◆ TASK ITEM ◆
Both the line with "## Steps to reproduce" and the line with "3. View the AMP version of the post" in the records below must appear in the output, along with every line between them, exactly and with nothing added.

◆ DATA TO PROCESS ◆
□ □ □ □ □
PR #4212, opened 2020-02-03
Improve handling of form submissions that redirect and implement form submission proxy

westonruter:
## Summary

* Add support for automatically redirecting users when WordPress uses `header('Location: …')` in the same way as before `wp_redirect(…)` was able to automatically supply the `AMP-Redirect-To` response header. This should eliminate the need for [this shim code](https://gist.github.com/westonruter/b2554073461707a88057bb86b6b603d6#file-amp-gravity-form-submission-shim-php-L12-L29) in Gravity Forms. The corresponding [playbook information](https://amp-wp.org/documentation/playbooks/handling-form-submissions/) will also be obsolete with this PR.
* Add support for submitting forms to external domains by means of a new REST API form submission proxy. 

Fixes #4191.

Iterates on #2425. Revisits #911. See also #923.

## Testing

1. First of all, fire up [this Glitch to be able to test remote form submissions](https://glitch.com/~brook-paranthodon-k6ttvyw9a).
2. Then install the [Test POST Form](https://gist.github.com/westonruter/6c0eb253972ccdfc31f841629e2f4344) plugin.
3. Add two shortcodes to a post: `[test_post_form]` and `[test_post_form action="https://brook-paranthodon-k6ttvyw9a.glitch.me/"]`. For example:
```html
<!-- wp:paragraph -->
<p><strong>Internal action:</strong></p>
<!-- /wp:paragraph -->

<!-- wp:shortcode -->
[test_post_form]
<!-- /wp:shortcode -->

<!-- wp:paragraph -->
<p><strong>External action:</strong></p>
<!-- /wp:paragraph -->

<!-- wp:shortcode -->
[test_post_form action="https://brook-paranthodon-k6ttvyw9a.glitch.me/?foo=bar"]
<!-- /wp:shortcode -->
```
4. Check the behavior of submitting the internal action and external action forms when on an AMP page.

Any submission request type that has a JSON response (including the use of `wp_die()`) should have a response looking like:

image

or 

image

If the form handler does _not_ respond with something that can be represented as JSON (e.g. returning with an HTML page) then the expected output should look like:

image

or 

image

Note that the underlying HTTP status code and status text should be displayed in this message.

Additionally, if a form submission results in a redirect, either via `wp_redirect()` or using an underlying `header('Location: …')` call, then the user should be redirected after seeing a “Redirecting…” message momentarily:

image

Similar behavior should work both for when the form submission is handled internally by the present WordPress or if the form submission is pointing to another domain.

## Checklist

[...]

PR #4250, opened 2020-02-06
Fix malformed conversion of relative action URLs for forms

### LINKED ISSUE #4208: Malformed conversion of forms with relative action URLs
## Bug Description

When a `form` element has a relative URL (such as `../`) or a query (such as `?foo=bar`) for the `action` attribute, the value is incorrectly sanitized and a malformed URL is produced.

For example, given that the request URL is `https://example.org/about/?amp` with Transitional mode active, the following can be observed:

`action` | Sanitized `action` | Expected `action`
---|---|---
`../`|`//example.org/about/?amp/__/&_wp_amp_action_xhr_converted=1&amp`|`//example.org/?amp&_wp_amp_action_xhr_converted=1`
`?foo=bar`|`//example.org/about?amp?foo=bar&_wp_amp_action_xhr_converted=1&amp`|`//example.org/about/?amp&foo=bar&_wp_amp_action_xhr_converted=1`

This is also reproducible in Standard mode.

Do note that actions with relative anchor tags (eg. `#foo`) are correctly converted, which was fixed by #4003.

## Steps to reproduce

1. Activate Transitional mode

2. Create a post and add a Custom HTML block with the following content:

```html
<form method="post" action="../"></form> 
<form method="post" action="?foo=bar"></form> 
```

3. View the AMP version of the post

4. Given that the current URL is `https://example.org/about/?amp`, the following malformed `action-xhr` URL values for each `form` element can be observed:

```html
<form method="post" action-xhr="//example.com/about/?amp/__/&_wp_amp_action_xhr_converted=1&amp">...</form>

<form method="post" action-xhr="//example.com/about/?amp?foo=bar&_wp_amp_action_xhr_converted=1&amp">...</form>
```

## Additional context

 - WordPress version:
 - Plugin version:
 - AMP plugin template mode:
 - PHP version:
 - OS:

---------------

## Acceptance criteria

* 

## Implementation brief

* 

## QA testing instructions

* 

## Demo

* 

## Changelog entry

*

pierlon:
## Summary

Fixes #4208.

## Checklist

### DIFF
--- a/includes/sanitizers/class-amp-form-sanitizer.php
+++ b/includes/sanitizers/class-amp-form-sanitizer.php
@@ -58,60 +58,8 @@ class AMP_Form_Sanitizer extends AMP_Base_Sanitizer {
 				$node->setAttribute( 'method', $method );
 			}
 
-			/*
-			 * In HTML, the default action is just the current URL that the page is served from.
-			 * The action "specifies a server endpoint to handle the form input. The value must be an
-			 * https URL and must not be a link to a CDN".
-			 */
-			if ( ! $node->getAttribute( 'action' ) ) {
-				$action_url = esc_url_raw( '//' . $_SERVER['HTTP_HOST'] . wp_unslash( $_SERVER['REQUEST_URI'] ) );
-			} else {
-				$action_url = $node->getAttribute( 'action' );
-				$parsed_url = wp_parse_url( $action_url );
+			$action_url = $this->get_action_url( $node->getAttribute( 'action' ) );
 
-				// Ignore a malformed URL - it will be later sanitized.
-				if ( false !== $parsed_url ) {
-					// Handle relative URLs.
-					if ( ! isset( $parsed_url['scheme'] ) || 'https' !== $parsed_url['scheme'] ) {
-						$parsed_url['scheme'] = '//';
-
-						if ( ! isset( $parsed_url['host'] ) ) {
-							$parsed_url['host'] = $_SERVER['HTTP_HOST'];
-						}
-
-						if ( ! isset( $parsed_url['path'] ) ) {
-							// If there is action URL path, use the one from the request.
-							$parsed_url['path'] = trailingslashit( wp_unslash( $_SERVER['REQUEST_URI'] ) );
-						} elseif ( '' !== $parsed_url['path'] && '/' !== $parsed_url['path'][0] ) {
-							// If the path is relative, append it to the current request path.
-							$parsed_url['path'] = trailingslashit( wp_unslash( $_SERVER['REQUEST_URI'] ) ) . trailingslashit( $parsed_url['path'] );
-						}
-
-						// Rebuild the URL.
-						$action_url = $parsed_url['scheme'];
-						if ( isset( $parsed_url['user'] ) ) {
-							$action_url .= $parsed_url['user'];
-							if ( isset( $parsed_url['pass'] ) ) {
-								$action_url .= ':' . $parsed_url['pass'];
-							}
-							$action_url .= '@';
-						}
-						$action_url .= $parsed_url['host'];
-						if ( isset( $parsed_url['port'] ) ) {
-							$action_url .= ':' . $parsed_url['port'];
-						}
-						$action_url .= $parsed_url['path'];
-						if ( isset( $parsed_url['query'] ) ) {
-							$action_url .= '?' . $parsed_url['query'];
-						}
-						if ( isset( $parsed_url['fragment'] ) ) {
-							$action_url .= '#' . $parsed_url['fragment'];
-						}
-					}
-				}
-			}
-
-			$action_url = esc_url_raw( $action_url );
 			$xhr_action = $node->getAttribute( 'action-xhr' );
 
 			// Make HTTP URLs protocol-less, since HTTPS is required for forms.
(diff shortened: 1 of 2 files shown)


includes/sanitizers/class-amp-form-sanitizer.php
```diff
@@ -67,23 +67,41 @@ public function sanitize() {
...
-					if ( '?' === $action_url[0] || '#' === $action_url[0] ) {
-						// For actions consisting of only a query or URL fragment, include the schemeless-host and the REQUEST URI of the current page.
-						$action_url = $schemeless_host . wp_unslash( $_SERVER['REQUEST_URI'] ) . $action_url;
-					} elseif ( '.' === $action_url[0] ) {
-						// For actions consisting of relative paths (e.g. '../'), prepend the schemeless-host and a trailing-slashed REQUEST URI.
-						$action_url = $schemeless_host . trailingslashit( wp_unslash( $_SERVER['REQUEST_URI'] ) ) . $action_url;
-					} else {
-						// Otherwise, when the action URL includes an absolute path, just append it to the schemeless-host.
-						$action_url = $schemeless_host . $action_url;
+				$parsed_url = wp_parse_url( $action_url );
```
westonruter: This conditional is getting big. Please move it into a helper method as I've done in #4212. This will make the condition needing less nesting, as you can just `return` at more points.

includes/sanitizers/class-amp-form-sanitizer.php
```diff
@@ -67,23 +67,41 @@ public function sanitize() {
...
+
+				// Ignore a malformed URL - it will be later sanitized.
+				if ( false !== $parsed_url ) {
+					// Handle relative URLs.
+					if ( ! isset( $parsed_url['scheme'] ) || 'https' !== $parsed_url['scheme'] ) {
```
westonruter: Why the `'https' !== $parsed_url['scheme']` condition here?

includes/sanitizers/class-amp-form-sanitizer.php
```diff
@@ -67,23 +67,51 @@ public function sanitize() {
...
+							$parsed_url['host'] = $_SERVER['HTTP_HOST'];
+						}
+
+						if ( ! isset( $parsed_url['path'] ) ) {
+							// If there is action URL path, use the one from the request.
+							$parsed_url['path'] = trailingslashit( wp_unslash( $_SERVER['REQUEST_URI'] ) );
+						} elseif ( '' !== $parsed_url['path'] && '/' !== $parsed_url['path'][0] ) {
+							// If the path is relative, append it to the current request path.
+							$parsed_url['path'] = trailingslashit( wp_unslash( $_SERVER['REQUEST_URI'] ) ) . trailingslashit( $parsed_url['path'] );
+						}
```
westonruter: If no path is supplied and yet the host is present, then the path should assume to be empty. The current `REQUEST_URI` should not be supplied. I added a failing test case to show the proper behavior: f27f5a264251f4183ebfc35e94a79197d093aa07.

pierlon: Fixed in https://github.com/ampproject/amp-wp/pull/4250/commits/16b7fa8a7ee9b5ea7ebc47111f4495d8f6a54537.

includes/sanitizers/class-amp-form-sanitizer.php
pierlon: Done in https://github.com/ampproject/amp-wp/pull/4250/commits/1c9ab5326755b4f5374c4fda580aea66fb15c15f.

includes/sanitizers/class-amp-form-sanitizer.php
pierlon: To ignore URLs with the `https` scheme, otherwise it becomes schemeless which is unnecessary.

I've updated the comment there to reflect this:
https://github.com/ampproject/amp-wp/blob/16b7fa8a7ee9b5ea7ebc47111f4495d8f6a54537/includes/sanitizers/class-amp-form-sanitizer.php#L132

westonruter: @pierlon I think I simplified this further, and also added short-circuiting when it is a scheme-less URL (in which case nothing is left to do either). Please see e99eade20214510dd9fbd34c3930116fa26c5fc7.

includes/sanitizers/class-amp-form-sanitizer.php
```diff
@@ -58,32 +58,8 @@ public function sanitize() {
...
-			} else {
-				$action_url = $node->getAttribute( 'action' );
-
-				// Handle relative URLs.
-				if ( ! preg_match( '#^(https?:)?//#', $action_url ) ) {
-					$schemeless_host = '//' . $_SERVER['HTTP_HOST'];
-					if ( '?' === $action_url[0] || '#' === $action_url[0] ) {
-						// For actions consisting of only a query or URL fragment, include the schemeless-host and the REQUEST URI of the current page.
-						$action_url = $schemeless_host . wp_unslash( $_SERVER['REQUEST_URI'] ) . $action_url;
-					} elseif ( '.' === $action_url[0] ) {
```
westonruter: In your changes, you correctly changed the `'.' === $action_url[0]` to `'/' !== $action_url[0]`. This I believe fixes the case where there is an `action` URL like `foo/` as opposed to `../`. I added a test to confirm this: 585be89e054a1009a561e36904bfa51d1fe18361.

includes/sanitizers/class-amp-form-sanitizer.php
pierlon: Thanks! And its more readable :+1: .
□ □ □ □ □
◆ ANSWER FOR THE TASK ◆
## Steps to reproduce

1. Activate Transitional mode

2. Create a post and add a Custom HTML block with the following content:

```html
<form method="post" action="../"></form> 
<form method="post" action="?foo=bar"></form> 
```

3. View the AMP version of the post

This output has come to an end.